Поскольку у испытуемых было два самостоятельных (разделённых) полушария, он решил показать им одновременно два разных предмета (изображения) и затем сделать следующий выбор — один правой рукой, другой — левой.
Итак, Газзанига показывает правому полушарию расщеплённого мозга заснеженную улицу, а левому — куриную лапу.
Испытуемый видит и то и другое, но осознаёт только то, что видит левое полушарие, — на вопрос: «Что вы видите?» — он отвечает: «Куриную лапу».
Теперь Газзанига просит его выбрать одну карточку из лежащих на столе правой рукой, а другую — левой.
Правая рука, которая контролируется левым полушарием, выбирает картинку с петухом. Что в целом вполне логично — тут лапа, тут петух.
Однако левая рука выбирает лопату (рис. 28)…
Рис. 28.
— Интересно, — говорит Газзанига. — Про петуха понял, а почему вы выбрали лопату?
Почему испытуемый выбрал левой рукой, которая контролируется правым полушарием, лопату, понятно: это его полушарие видело заснеженную улицу, и из предложенных вариантов лопата, очевидно, самый подходящий — для чистки улицы.
— Лопату? — удивляется сам испытуемый. — Э-э-э… Ну понятно почему — курятник чистить!
Итак, что мы имеем?
• Испытуемый на сознательном уровне видит только одно изображение — куриную лапу,
• однако его мозг, точнее его правое полушарие, видит ещё и заснеженную улицу,
• логично выбрать петуха для куриной лапы и лопату для заснеженной улицы. Так и поступает мозг испытуемого.
Но когда экспериментатор спрашивает испытуемого — то есть обращается к его сознанию — о мотивах выбора, то тут возникает проблема.
Сознанию испытуемого заснеженная улица была недоступна, а вот действие — выбор рисунка с лопатой — он сделал и понимает, что сделал.
Как теперь ему это самому себе объяснить?
И да, вуаля — объяснение и в самом деле придумывается.
Почему я выбрал лопату? Ну, наверное, чтобы чистить курятник, в котором живёт петух. Возможен же такой вариант? Возможен. Что ж, блестяще!
Майкл Газзанига приходит к выводу, что левое полушарие, кроме речевого центра, содержит в себе и своего рода центр речевой интерпретации, который позволяет человеку спрятать от самого себя «нелогичность» его даже логичного на самом деле поведения.
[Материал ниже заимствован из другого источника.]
PR #45, opened 2021-09-14
Enabling profiling

GuillaumeGen:
To enable profiling, one simply has to open a nix shell with `nix-shell --arg enableHaskellProfiling true` and then to run pirouette with RTS, like in `cabal run pirouette --enable-profiling -- --term-only tests/integration/GameStateMachine/GameStateMachine.flat +RTS -h`


VictorCMiraldo (approved):
Thanks @GuillaumeGen ; I added some profiling instructions to README.md and will force merge this now.

PR #50, opened 2022-02-04
Simplifies the nix setup by borrowing from our `plutus-libs` repo

VictorCMiraldo:


0xd34df00d (approved):
If it builds, it's good for my zero nix-fu level.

Кстати, то, что такой интерпретатор в левом полушарии существует, предположил ещё великий канадский нейрохирург Уайлдер Пенфилд, которого мы уже с вами вспоминали в связи с его «гомункулусом».
И более того, даже определил его место — как раз в пространстве между центрами Брока и Вернике (рис. 29).
Рис. 29.
То есть всё это уже дела по большому счёту давно минувших дней. Почему же мы так подробно этот вопрос рассматриваем?
Давайте мы на мгновение забудем, что испытуемые, с которыми работали Сперри и Газзанига, и в самом деле имели что-то вроде двух самостоятельных полушарий.
Представим себе, как выявленные в процессе этих исследований феномены работают на здоровом мозге — при сохранном мозолистом теле.
Очевидно, мы сможем сделать три важных вывода.
• Во-первых, полученные данные показывают, что правое и левое полушария имеют свои собственные системы обработки поступающих в них сигналов.
Оба справляются с задачами, словно бы им себя для этого достаточно, а напарник — это так, совещательный орган (не будь мозолистого тела, они и без него справятся).
• Во-вторых, сознание и понимание — это не одно и то же.
Правое полушарие тоже понимает и ситуацию, и задачу и может осуществить необходимое действие, хотя на сознательном уровне человек может быть (не будь у него мозолистого тела) даже не в курсе того, что происходит в этой части его собственной головы.Проще говоря, понимание может быть и неязыковым, а то, что мы знаем сознательно, — вовсе не всё, что мы знаем на самом деле.
• В-третьих, правое полушарие, даже не обладая центрами речи, понимает язык, но человек не осознаёт того, что знает его правое полушарие.